WHAT TO PRODUCE: Without changing anything, reproduce every record below.

[Opening EXERCISE DATA section]

PR #124, opened 2026-07-17
fix(api-explorer): remove broken --query flag, add domains catalog source (DEVEX-898)

jpage-godaddy:
## Summary
- Removes `gddy api call`'s broken, hand-rolled `--query`/`-q` flag (DEVEX-898) — any lookup miss silently coerced the response to `null`. Points users at cli-engine's global `--expr`/`--filter` (JMESPath) flags instead, which are strictly more capable and already applied to every command's output.
- Wires `domains-client`'s vendored OpenAPI spec in as a new `domains` local catalog source for `api_explorer` (same mechanism already used for `hosting-nodejs`), so `gddy api domain/endpoint/describe/call` can browse and call the Domains registrar API for the first time — using the same spec that already drives the typed `domains-client` crate.
- Inverts `domains-client`'s dependency on `cli-engine` from pull to push: it now defines its own `TransportObserver` extension point, and the main crate pushes a `--debug transport` adapter into it, instead of `domains-client` calling into `cli-engine` directly. `domains-client` no longer depends on `cli-engine` at all.

## Test plan
- [x] `cargo build`, `cargo test --workspace`, `cargo clippy --workspace -- -D warnings` all clean
- [x] `gddy api call <endpoint> --query foo` now rejected by clap as an unknown flag
- [x] `gddy api call <endpoint> --expr ...` / `--output json` extraction verified against no-auth commands
- [x] `gddy api domain list` shows a new `domains` row; `gddy api endpoint list --domain domains` lists all 15 endpoints; `gddy api describe suggestDomains` shows full detail with correct scopes
- [x] `gddy domain suggest ... --debug transport` confirms the pushed `TransportObserver` adapter fires end-to-end with zero `cli-engine` dependency inside `domains-client` (`cargo tree -p domains-client` no longer lists `cli-engine`)

### DIFF
--- a/rust/api-catalog-sources.json
+++ b/rust/api-catalog-sources.json
@@ -86,14 +86,19 @@
     {
       "domain": "hosting-nodejs",
       "path": "schemas/openapi/hosting-nodejs-public-v1.yaml"
+    },
+    {
+      "domain": "domains",
+      "path": "domains-client/openapi/domains.oas3.json"
     }
   ],
   "legacyTypescript": {
     "status": "retired-on-rust-port",
     "sharedDomainCount": 20,
     "rustOnlyDomains": [
-      "hosting-nodejs"
+      "hosting-nodejs",
+      "domains"
     ],
-    "rationale": "The legacy TypeScript catalog contains the 20 remote domains above. hosting-nodejs is intentionally Rust-only because it is generated from the CLI's vendored public hosting specification."
+    "rationale": "The legacy TypeScript catalog contains the 20 remote domains above. hosting-nodejs and domains are intentionally Rust-only: each is generated from a vendored, manually-curated local spec (hosting-nodejs's public OpenAPI doc; domains' merged v1+v3 spec, which is also progenitor's source of truth for the typed domains-client crate)."
   }
 }
--- a/rust/domains-client/src/lib.rs
+++ b/rust/domains-client/src/lib.rs
@@ -42,8 +42,30 @@ pub enum BuildError {
     Http(#[from] reqwest::Error),
 }
 
-/// Bridges generated requests/responses into cli-engine's `--debug transport`
-/// logger.
+/// Observes every generated request/response, independent of any particular
+/// logging backend. This crate has no compile-time dependency on cli-engine
+/// (or any other framework) — the *caller* pushes an implementation in via
+/// [`set_transport_observer`] rather than this crate pulling one in.
+pub trait TransportObserver: Send + Sync {
+    fn on_request(&self, request: &reqwest::Request);
+    fn on_response(&self, status: reqwest::StatusCode, headers: &reqwest::header::HeaderMap);
+}
+
+static TRANSPORT_OBSERVER: std::sync::RwLock<Option<std::sync::Arc<dyn TransportObserver>>> =
+    std::sync::RwLock::new(None);
+
+/// Registers (or clears, with `None`) the process-wide transport observer.
+/// The main crate calls this with an adapter around its own logging
+/// framework — e.g. cli-engine's `--debug transport` bridge — before making
+/// any request through a [`Client`].
+pub fn set_transport_observer(observer: Option<std::sync::Arc<dyn TransportObserver>>) {
+    *TRANSPORT_OBSERVER
+        .write()
+        .expect("lock is never held across a panic") = observer;
+}
+
+/// Bridges generated requests/responses into the registered
+/// [`TransportObserver`], if any.
 ///
 /// progenitor generates every call as `client.pre(...)`, `client.exec(...)`,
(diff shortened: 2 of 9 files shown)


rust/domains-client/src/lib.rs
```diff
@@ -53,15 +75,21 @@ pub enum BuildError {
...
         _info: &progenitor_client::OperationInfo,
     ) -> Result<(), progenitor_client::Error<E>> {
-        cli_engine::transport::debug_log_reqwest_request(request);
+        if let Some(observer) = TRANSPORT_OBSERVER
+            .read()
+            .expect("lock is never held across a panic")
+            .as_ref()
+        {
+            observer.on_request(request);
+        }
```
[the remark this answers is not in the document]
jpage-godaddy: Fixed in a340482: cloned the `Arc` out and dropped the read guard before calling `observer.on_request(...)`, so the observer never runs while the lock is held.

rust/domains-client/src/lib.rs
```diff
@@ -70,12 +98,13 @@ impl progenitor_client::ClientHooks<()> for Client {
...
-                &[],
-            );
+        if let Ok(response) = result
+            && let Some(observer) = TRANSPORT_OBSERVER
+                .read()
+                .expect("lock is never held across a panic")
+                .as_ref()
+        {
+            observer.on_response(response.status(), response.headers());
         }
```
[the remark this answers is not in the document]
jpage-godaddy: Fixed in a340482: same fix — clone the `Arc` out and drop the guard before calling `observer.on_response(...)`.

rust/schemas/api/domains.json
```diff
@@ -0,0 +1,3000 @@
...
+      },
+      "title": "Simple Money",
+      "type": "object"
+    },
+    "uuid": {
+      "description": "A universally unique identifier (UUID) in [RFC-4122 format](https://tools.ietf.org/html/rfc4122).",
+      "type": "string"
+    }
+  },
+  "baseUrl": "https://api.ote-godaddy.com",
```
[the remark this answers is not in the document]
jpage-godaddy: Good catch on the confusion risk, but not fixing this one: `baseUrl` here comes straight from the vendored, upstream domains-client OpenAPI spec's `servers` block (`domains-client/openapi/domains.oas3.json`, refreshed via `domains-client/scripts/regenerate-spec.sh`) — hand-editing the generated catalog JSON would just get overwritten (and drift from the source of truth) on the next regen. It's cosmetic only: `api call` always resolves the real host from the active CLI environment via `api_url_for_env`, never from this stored field — same as the other 21 catalog domains. Worth fixing upstream in the domains spec/platform team's server list if it's misleading, but that's outside this PR's scope.

rust/src/domain/common.rs
```diff
@@ -14,6 +14,33 @@ fn map_env_err(e: environments::EnvError) -> CliCoreError {
...
+    }
+
+    fn on_response(&self, status: reqwest::StatusCode, headers: &reqwest::header::HeaderMap) {
+        cli_engine::transport::debug_log_reqwest_response(status, headers, &[]);
+    }
+}
+
+static TRANSPORT_OBSERVER_INIT: std::sync::Once = std::sync::Once::new();
+
+fn ensure_transport_observer_registered() {
```
qcai-godaddy, line 36: For any future generated client, I assume we’d reuse this same push/TransportObserver pattern?

rust/api-catalog-sources.json
```diff
@@ -86,14 +86,19 @@
     {
       "domain": "hosting-nodejs",
       "path": "schemas/openapi/hosting-nodejs-public-v1.yaml"
+    },
+    {
+      "domain": "domains",
+      "path": "domains-client/openapi/domains.oas3.json"
```
qcai-godaddy, line 92: After someone updates that OpenAPI, what’s the intended regen path for `gddy domain` and `gddy api`?

qcai-godaddy (approved):
Still ramping, but from what I followed this looks solid. Left a few questions just for my own understanding :)

rust/src/domain/common.rs
jpage-godaddy: Yep. At some point we might be able to extract something common in the engine, but for now we just have this one HTTP client.

rust/api-catalog-sources.json
jpage-godaddy: It's this https://github.com/godaddy/cli/blob/rust-port/rust/domains-client/scripts/regenerate-spec.sh script. I dislike how we now have three separate spec downloading/processing code paths. Created https://godaddy-corp.atlassian.net/browse/DEVEX-917 to track consolidating the logic.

[Closing EXERCISE DATA section]

RESULT:
PR #124, opened 2026-07-17
fix(api-explorer): remove broken --query flag, add domains catalog source (DEVEX-898)

jpage-godaddy:
## Summary
- Removes `gddy api call`'s broken, hand-rolled `--query`/`-q` flag (DEVEX-898) — any lookup miss silently coerced the response to `null`. Points users at cli-engine's global `--expr`/`--filter` (JMESPath) flags instead, which are strictly more capable and already applied to every command's output.
- Wires `domains-client`'s vendored OpenAPI spec in as a new `domains` local catalog source for `api_explorer` (same mechanism already used for `hosting-nodejs`), so `gddy api domain/endpoint/describe/call` can browse and call the Domains registrar API for the first time — using the same spec that already drives the typed `domains-client` crate.
- Inverts `domains-client`'s dependency on `cli-engine` from pull to push: it now defines its own `TransportObserver` extension point, and the main crate pushes a `--debug transport` adapter into it, instead of `domains-client` calling into `cli-engine` directly. `domains-client` no longer depends on `cli-engine` at all.

## Test plan
- [x] `cargo build`, `cargo test --workspace`, `cargo clippy --workspace -- -D warnings` all clean
- [x] `gddy api call <endpoint> --query foo` now rejected by clap as an unknown flag
- [x] `gddy api call <endpoint> --expr ...` / `--output json` extraction verified against no-auth commands
- [x] `gddy api domain list` shows a new `domains` row; `gddy api endpoint list --domain domains` lists all 15 endpoints; `gddy api describe suggestDomains` shows full detail with correct scopes
- [x] `gddy domain suggest ... --debug transport` confirms the pushed `TransportObserver` adapter fires end-to-end with zero `cli-engine` dependency inside `domains-client` (`cargo tree -p domains-client` no longer lists `cli-engine`)

### DIFF
--- a/rust/api-catalog-sources.json
+++ b/rust/api-catalog-sources.json
@@ -86,14 +86,19 @@
     {
       "domain": "hosting-nodejs",
       "path": "schemas/openapi/hosting-nodejs-public-v1.yaml"
+    },
+    {
+      "domain": "domains",
+      "path": "domains-client/openapi/domains.oas3.json"
     }
   ],
   "legacyTypescript": {
     "status": "retired-on-rust-port",
     "sharedDomainCount": 20,
     "rustOnlyDomains": [
-      "hosting-nodejs"
+      "hosting-nodejs",
+      "domains"
     ],
-    "rationale": "The legacy TypeScript catalog contains the 20 remote domains above. hosting-nodejs is intentionally Rust-only because it is generated from the CLI's vendored public hosting specification."
+    "rationale": "The legacy TypeScript catalog contains the 20 remote domains above. hosting-nodejs and domains are intentionally Rust-only: each is generated from a vendored, manually-curated local spec (hosting-nodejs's public OpenAPI doc; domains' merged v1+v3 spec, which is also progenitor's source of truth for the typed domains-client crate)."
   }
 }
--- a/rust/domains-client/src/lib.rs
+++ b/rust/domains-client/src/lib.rs
@@ -42,8 +42,30 @@ pub enum BuildError {
     Http(#[from] reqwest::Error),
 }
 
-/// Bridges generated requests/responses into cli-engine's `--debug transport`
-/// logger.
+/// Observes every generated request/response, independent of any particular
+/// logging backend. This crate has no compile-time dependency on cli-engine
+/// (or any other framework) — the *caller* pushes an implementation in via
+/// [`set_transport_observer`] rather than this crate pulling one in.
+pub trait TransportObserver: Send + Sync {
+    fn on_request(&self, request: &reqwest::Request);
+    fn on_response(&self, status: reqwest::StatusCode, headers: &reqwest::header::HeaderMap);
+}
+
+static TRANSPORT_OBSERVER: std::sync::RwLock<Option<std::sync::Arc<dyn TransportObserver>>> =
+    std::sync::RwLock::new(None);
+
+/// Registers (or clears, with `None`) the process-wide transport observer.
+/// The main crate calls this with an adapter around its own logging
+/// framework — e.g. cli-engine's `--debug transport` bridge — before making
+/// any request through a [`Client`].
+pub fn set_transport_observer(observer: Option<std::sync::Arc<dyn TransportObserver>>) {
+    *TRANSPORT_OBSERVER
+        .write()
+        .expect("lock is never held across a panic") = observer;
+}
+
+/// Bridges generated requests/responses into the registered
+/// [`TransportObserver`], if any.
 ///
 /// progenitor generates every call as `client.pre(...)`, `client.exec(...)`,
(diff shortened: 2 of 9 files shown)


rust/domains-client/src/lib.rs
```diff
@@ -53,15 +75,21 @@ pub enum BuildError {
...
         _info: &progenitor_client::OperationInfo,
     ) -> Result<(), progenitor_client::Error<E>> {
-        cli_engine::transport::debug_log_reqwest_request(request);
+        if let Some(observer) = TRANSPORT_OBSERVER
+            .read()
+            .expect("lock is never held across a panic")
+            .as_ref()
+        {
+            observer.on_request(request);
+        }
```
[the remark this answers is not in the document]
jpage-godaddy: Fixed in a340482: cloned the `Arc` out and dropped the read guard before calling `observer.on_request(...)`, so the observer never runs while the lock is held.

rust/domains-client/src/lib.rs
```diff
@@ -70,12 +98,13 @@ impl progenitor_client::ClientHooks<()> for Client {
...
-                &[],
-            );
+        if let Ok(response) = result
+            && let Some(observer) = TRANSPORT_OBSERVER
+                .read()
+                .expect("lock is never held across a panic")
+                .as_ref()
+        {
+            observer.on_response(response.status(), response.headers());
         }
```
[the remark this answers is not in the document]
jpage-godaddy: Fixed in a340482: same fix — clone the `Arc` out and drop the guard before calling `observer.on_response(...)`.

rust/schemas/api/domains.json
```diff
@@ -0,0 +1,3000 @@
...
+      },
+      "title": "Simple Money",
+      "type": "object"
+    },
+    "uuid": {
+      "description": "A universally unique identifier (UUID) in [RFC-4122 format](https://tools.ietf.org/html/rfc4122).",
+      "type": "string"
+    }
+  },
+  "baseUrl": "https://api.ote-godaddy.com",
```
[the remark this answers is not in the document]
jpage-godaddy: Good catch on the confusion risk, but not fixing this one: `baseUrl` here comes straight from the vendored, upstream domains-client OpenAPI spec's `servers` block (`domains-client/openapi/domains.oas3.json`, refreshed via `domains-client/scripts/regenerate-spec.sh`) — hand-editing the generated catalog JSON would just get overwritten (and drift from the source of truth) on the next regen. It's cosmetic only: `api call` always resolves the real host from the active CLI environment via `api_url_for_env`, never from this stored field — same as the other 21 catalog domains. Worth fixing upstream in the domains spec/platform team's server list if it's misleading, but that's outside this PR's scope.

rust/src/domain/common.rs
```diff
@@ -14,6 +14,33 @@ fn map_env_err(e: environments::EnvError) -> CliCoreError {
...
+    }
+
+    fn on_response(&self, status: reqwest::StatusCode, headers: &reqwest::header::HeaderMap) {
+        cli_engine::transport::debug_log_reqwest_response(status, headers, &[]);
+    }
+}
+
+static TRANSPORT_OBSERVER_INIT: std::sync::Once = std::sync::Once::new();
+
+fn ensure_transport_observer_registered() {
```
qcai-godaddy, line 36: For any future generated client, I assume we’d reuse this same push/TransportObserver pattern?

rust/api-catalog-sources.json
```diff
@@ -86,14 +86,19 @@
     {
       "domain": "hosting-nodejs",
       "path": "schemas/openapi/hosting-nodejs-public-v1.yaml"
+    },
+    {
+      "domain": "domains",
+      "path": "domains-client/openapi/domains.oas3.json"
```
qcai-godaddy, line 92: After someone updates that OpenAPI, what’s the intended regen path for `gddy domain` and `gddy api`?

qcai-godaddy (approved):
Still ramping, but from what I followed this looks solid. Left a few questions just for my own understanding :)

rust/src/domain/common.rs
jpage-godaddy: Yep. At some point we might be able to extract something common in the engine, but for now we just have this one HTTP client.

rust/api-catalog-sources.json
jpage-godaddy: It's this https://github.com/godaddy/cli/blob/rust-port/rust/domains-client/scripts/regenerate-spec.sh script. I dislike how we now have three separate spec downloading/processing code paths. Created https://godaddy-corp.atlassian.net/browse/DEVEX-917 to track consolidating the logic.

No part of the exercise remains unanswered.